Esto significa que miles de navegadores pueden quedar comprometidos al mismo tiempo sin que el usuario sea consciente.
Por qué este tipo de ataque es especialmente peligroso
Este tipo de incidentes resulta especialmente preocupante por varios motivos:
Acceso a datos sensibles
Las extensiones pueden acceder a cookies, tokens de sesión, historiales de navegación y contenido de páginas web.
Distribución automática
Las actualizaciones de extensiones se instalan automáticamente, lo que facilita la propagación del código malicioso.
Confianza previa del usuario
Los usuarios confían en extensiones que llevan tiempo instaladas y con buenas valoraciones.
Ataques a la cadena de suministro
Este tipo de ataques aprovechan software legítimo para introducir código malicioso en sistemas confiables.

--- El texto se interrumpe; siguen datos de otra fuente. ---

PR #54, opened 2022-09-19
bump lerna

domasx2:
bump lerna to get rid of the high severity vulernability alert for `parse-url`


bfmatei:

El navegador: una superficie de ataque cada vez mayor
Diversos estudios de seguridad han demostrado que el navegador es hoy uno de los puntos más expuestos dentro de la infraestructura digital de las empresas.
Muchas organizaciones centran su seguridad en servidores, redes o endpoints, pero las extensiones del navegador suelen quedar fuera de los controles tradicionales de seguridad.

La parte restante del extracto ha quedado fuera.